Here's my build of the Derailer PCB which i renamed Kyberdrive.
As a somewhat beginner builder i could have chosen something easier to build so i did ran into some problems here and there 
However i am happy with the way it turned out.
It's a bit too much for me soundwise as an overdrive pedal but that's just the way it is designed.


----------



## mad5066 (May 12, 2019)

Looks great!


----------



## mywmyw (May 12, 2019)

Andrew01 said:


> Here's my build of the Derailer PCB which i renamed Kyberdrive.
> As a somewhat beginner builder i could have chosen something easier to build so i did ran into some problems here and there
> However i am happy with the way it turned out.
> It's a bit too much for me soundwise as an overdrive pedal but that's just the way it is designed.
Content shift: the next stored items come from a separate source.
PR #2072, opened 2020-10-03
chore(java): use Jackson 2.11.3

sullis:
---


RomainMuller (approved):
I've restored the version range notation here in order to have more predictable resolution behavior.

I've opened up the upper bound so that it is effectively major-version pinned (instead of minor), since Jackson [claims](https://github.com/FasterXML/jackson/wiki/Jackson-Releases#general) to follow [Apache versioning](https://apr.apache.org/versioning.html), which from a user standpoint is close enough to [Semantic Versioning](http://semver.org/)

PR #1691, opened 2020-05-19
chore: remove @jsii/ruby-runtime

MrArnoldPalmer:
Removes the ruby-runtime package since its currently not a supported
target and not being actively developed in order to simplify and speed
up builds. Remove ruby dependencies from superchain Dockerfile.

---

By submitting this pull request, I confirm that my contribution is made under the terms of the [Apache 2.0 license].

[Apache 2.0 license]: https://www.apache.org/licenses/LICENSE-2.0

PR #2092, opened 2020-10-08
chore: removes unused software from superchain to reduce image size

udondan:
As previously discussed in https://github.com/udondan/jsii-publish/issues/1, this PR removes gcc and ruby to reduce the image size by ~180mb.

BREAKING CHANGE: The `jsii/superchain` Docker image no longer includes `ruby` and `gcc`. Users who need those should install them as part of their initialization script.

---


superchain/Dockerfile
```diff
@@ -47,14 +47,14 @@ RUN yum -y install python3 python3-pip
...
-  && gem install 'bundler:~>1.17.3' 'bundler:~>2.1.4'
-ENV PATH="$GEM_HOME/bin:$GEM_HOME/gems/bin:$PATH"
+#RUN amazon-linux-extras install ruby2.6                                                                                \
+#  && yum -y install ruby-devel rubygem-rdoc                                                                            \
+#  && yum clean all && rm -rf /var/cache/yum                                                                            \
+#  && echo 'install: --no-document' > /usr/local/etc/gemrc                                                              \
+#  && echo 'update: --no-document' >> /usr/local/etc/gemrc                                                              \
+#  && mkdir -p "$GEM_HOME"                                                                                              \
+#  && gem install 'bundler:~>1.17.3' 'bundler:~>2.1.4'
+#ENV PATH="$GEM_HOME/bin:$GEM_HOME/gems/bin:$PATH"
```
RomainMuller, line 57: Can we simply remove this instead of commenting out? GitHub is our memory if we even need to pull this back from the grave (plus it's not so hard, since it's an `amazon-linux-extras` install).

Can you also ensure you amend the README.md file in the `superchain` directory to remove `ruby` (and `gcc` if it so happens to be there) from there?

RomainMuller (commented):
@all-contributors add @udondan for maintenance

RomainMuller:
@all-contributors add @udondan for maintenance

superchain/Dockerfile
udondan: Good points, thanks, all taken care of.

RomainMuller (dismissed):
Great! Thank you @udondan.

I'll temporarily mark this `pr/do-not-merge` as I run some manual sanity tests just to be absolutely certain `gcc` is not needed for certain use-cases I know about which may require compiling code at install (i.e.: native components of node packages, etc...)

I'm fairly confident the `ruby` disappearance is not going to cause us problems.

RomainMuller:
LOL turns out CDK checks for `ruby` despite actually not using it (because it was listed in the project's requirements, and we have a requirements check as part of the build).

I need to actually remove/fix this before we merge this PR...

udondan:
Not sure what's going on, for some reason GitHub does not notify me by mail about updates in this issue. 😿 Just seeing updates by actively looking here. If I don't reply, It is not because I'm not interested.

RomainMuller:
@udondan - I haven't noticed a delay in your answering 🤣

But - do check what's in the `Notifications` section in the right bar in GitHub? Maybe somehow you're unsubscribed?

udondan:
Good point with gcc, I forgot about installing packages. I remember this is also a very common situation with Python packages.

The question for me now is this: If it turns out, jsii and the required core packages all can be installed w/o gcc, should we still remove or keep it? Or in other words, if a user's application requires additional packages that require compiling, should superchain support this right out of the box or is it the responsibility of the user to install gcc?

gcc weighs 135mb in the image, ruby only 45mb.

A little bit about my motivation of reducing the image size. It's not only the second longer it takes for downloading while building my jsii package. It's about decreasing the overall ecological footprint. 180mb is basically nothing, but things sum up.

- It takes longer to build
- It takes longer to upload to Docker Hub
- It takes more space on Docker Hub (not only a single copy, probably with many additional backups for every version)
- It will increase traffic for downloads
- Downloads take longer
- Downloads produce more traffic
- Downloads will be cached, requiring more disk space
- Running the image requires more disk space
- All the above increasing CPU time, waiting for longer builds, downloads etc

On the modern web it feels like all these resources (disk space, memory, traffic, CPU time, power consumption) are free - because Docker, GitHub etc offer them for free. But they're not. They produce carbon emissions due to power consumption and additional hardware orders. So yeah, 180mb or 135mb is not much, but things sum up and every tiny bit is worth trying to optimize. 😸

RomainMuller:
I mean I also see value in having people "assume less" about what is or is not in the image. If I have people assume something is in there at a particular version, I might end up in an awkward spot when I must change to an incompatible version in order to get my business going...

I'm all for including stuff that *the majority* of folks will need (because this will likely improve the odds of that being cached in; which would result in overall fewer bytes transferred on each run, particularly as this image is intended to be used in CI/CD contexts, where all runs would start on a fresh container).

RomainMuller (approved):

MrArnoldPalmer:
Just for context, we originally kept ruby in the superchain Dockerfile intentionally. https://github.com/aws/jsii/pull/1691#discussion_r427460164

RomainMuller:
> Just for context, we originally kept ruby in the superchain Dockerfile intentionally. [#1691 (comment)](https://github.com/aws/jsii/pull/1691#discussion_r427460164)

Fair. But I think this ship has sailed :)

RomainMuller (approved):

RomainMuller:
@Mergifyio update

PR #2132, opened 2020-10-15
feat(rosetta): add default fixture for typical usage

RomainMuller:
Keeps track of the necessary information so that each example that does
not use a fixture automatically has the following transparently
available:

1. A named import of the current module, where the import name is the
   alphanumeric tail of the module's name (e.g: `@aws-cdk/aws-s3` is
   imported as `s3`)
2. For documentation declared on a type or type member, an instance of
   the type in question, as a constant named as the camelCased
   unqualified class name (e.g: for type `CfnBucket.LifecyclePolicy`,
   the constant is named `lifecyclePolicy`)

Additionally, in order to facilitate support for additional `import`
statements with the context of fixtures, those are transparently hoisted
above the first fixture line, so they are guaranteed to be at the
module's top-level scope (as this is the only place where they are
allowed).

Finally, added a CLI option to disable the use of worker threads, which
can be extremely helpful when trying to troubleshoot rosetta.

---


rix0rrr:
@nija-at recently opined to me that the `import * as s3 from '@aws-cdk/aws-s3'` and subsequently having to write `new s3.Bucket` is a bit cumbersome (his ire was directed towards `cognito` at that point, which takes up more visual space than just `s3`).

Since we have complete information, couldn't we just import all exported types by name?

```ts
import { Bucket, BucketProps, LifecycleTransition, ... } from '@aws-cdk/aws-s3';
```

So that the example code could reference simply `new Bucket()` ?

RomainMuller:
> Since we have complete information, couldn't we just import all exported types by name?
> 
> ```ts
> import { Bucket, BucketProps, LifecycleTransition, ... } from '@aws-cdk/aws-s3';
> ```
> 
> So that the example code could reference simply `new Bucket()` ?

This is brittle... New types can be added, which will expand the import list, and potentially conflict with a declaration/import in one of the example snippets... At which point it will no longer compile.

I kinda think we should rather look into manually writing fixtures that import all necessary things... This feels safer.

nija-at:
I'm ok with creating manual fixtures at least to begin with. We should automate these away over time.

I see two major gaps at the moment - 

(1) I see in this space is lack of visibility into invalid rosetta snippets. We need to do something to build quicker feedback than having to wait and look at the docs page to realize something is broken.

> New types can be added, which will expand the import list, and potentially conflict with a declaration/import in one of the example snippets... At which point it will no longer compile.

If I had the above, then I can be notified of this lack of compilation and adjust the snippet. The feedback loop is missing.

(2) adopt rosetta across the cdk repo - if we want this to be successful, **most** packages must start using rosetta. IIUC, this is not the case today.

----

Can we do something to address (1)

rix0rrr:
> How can we address (1)?

It is 100% feasible to add an `yarn XXX` script to do a rosetta-compile on just the current package.

This is not a default part of `yarn build` as it is fantastically more efficient to do Rosetta for the entire repo at once than per package, but for a dev workflow a single-package build should be sufficient.

> quicker feedback than having to wait and look at the docs page 

If we finish the migration it can become a build blocker. Gets the iteration time down from 1 week to 1 hour (still not perfect but better...)

rix0rrr:
@RomainMuller  If you don't feel like it I don't mind, but these arguments sound a little FUDdy:

> This is brittle... New types can be added, which will expand the import list, 

Which is why we would autogenerate it. That's not so brittle.

> and potentially conflict with a declaration/import in one of the example snippets... 

Snippets have no business declaring types that come from the library. If they DO and MUST (we are talking <1% of snippets here), they can switch off the autofixture.

I don't really see the problem.

nija-at:
> This is not a default part of yarn build as it is fantastically more efficient to do Rosetta for the entire repo at once than per package, but for a dev workflow a single-package build should be sufficient.

I like this and we should do this. Maybe we can make this an opt-in at the `package.json` level and an env variable.
The env var can be useful to skip this so as to not slow down `buildup` and such.

rix0rrr (approved):

RomainMuller:
This has been superseded by several other pull requests and is no longer needed (some features here are not replicated in the other work, but may not be necessary - we can revisit in the future if needed).

PR #169, opened 2023-11-22
fix: Import icons in the correct way

imprashast:
Switch to importing individual icons since that was polluting the bundle. But this is just step 1. It might be that we need to publish individual exports like we do in elements repo.

Currently using icons: `1.3.0-next.2`


felicia-haggqvist:
Shouldn't this wait until there is a stable new release of icons and use that instead of the latest next-release? I thought we were supposed to avoid adding the "-next" releases to our component-repos, but maybe I've minsunderstood that. :)

felicia-haggqvist (approved):

BalbinaK (commented):
Should the `meta.json` file be added to .gitignore? What is it used for?

imprashast:
Ah, the `meta.json` is used for bundle analysis. I'll remove that file and show that in my Show & Tell for Tree-shaking :)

Yeah it has an absolutely bonkers amount of gain. I don't think of it as an overdrive, more of a face melting saturation generator


----------



## geekmacdaddy (May 14, 2019)

NIce build. Like it.


----------



## Chuck D. Bones (May 14, 2019)

Looking Good!


----------



## taxfree (May 21, 2019)

[QUOTE = "Andrew01, postagem: 2500, membro: 80"]
Aqui está a minha compilação do PCB Derailer que eu renomei Kyberdrive.
Como um construtor iniciante eu poderia ter escolhido algo mais fácil de construir, então eu tive alguns problemas aqui e ali 
No entanto, estou feliz com a maneira como aconteceu.
É um pouco demais para mim, como um pedal de overdrive, mas é assim que é projetado.
[/CITAR]
Muito bom! O que você usa para os decalques?


----------



## griff10672 (May 21, 2019)

very classy graphics !


----------



## taxfree (May 22, 2019)

Can you share the template just only with each  name for knobs and toggle switches ?  I'm a beginner and I still do not know how to build the decal models. Thanks


----------



## Andrew01 (May 24, 2019)

taxfree said:


> [QUOTE = "Andrew01, postagem: 2500, membro: 80"]
> Aqui está a minha compilação do PCB Derailer que eu renomei Kyberdrive.
> Como um construtor iniciante eu poderia ter escolhido algo mais fácil de construir, então eu tive alguns problemas aqui e ali
> No entanto, estou feliz com a maneira como aconteceu.
> ...



The top is actualy a polyester overlay sheet printed on a laserprinter and is realy sturdy.
The difficulty is attaching it at the exact place in one shot. ;-)
The holes i've cut out with an exacto knife.


----------



## Andrew01 (May 24, 2019)

taxfree said:


> Can you share the template just only with each  name for knobs and toggle switches ?  I'm a beginner and I still do not know how to build the decal models. Thanks



I did it in a somewhat trail and error approach because i found the 4 switches were not equaly devided on the PCB itself.
This actualy surprised me realy but i already was at the point of no return 
So sorry, no template.


----------



## Robert (May 25, 2019)

Andrew01 said:


> I did it in a somewhat trail and error approach because i found the 4 switches were not equaly devided on the PCB itself.
> This actualy surprised me realy but i already was at the point of no return



The switches should all be evenly spaced 0.55" on center.    The DPDT makes it _appear_ like they aren't spaced evenly because it's twice as wide.


----------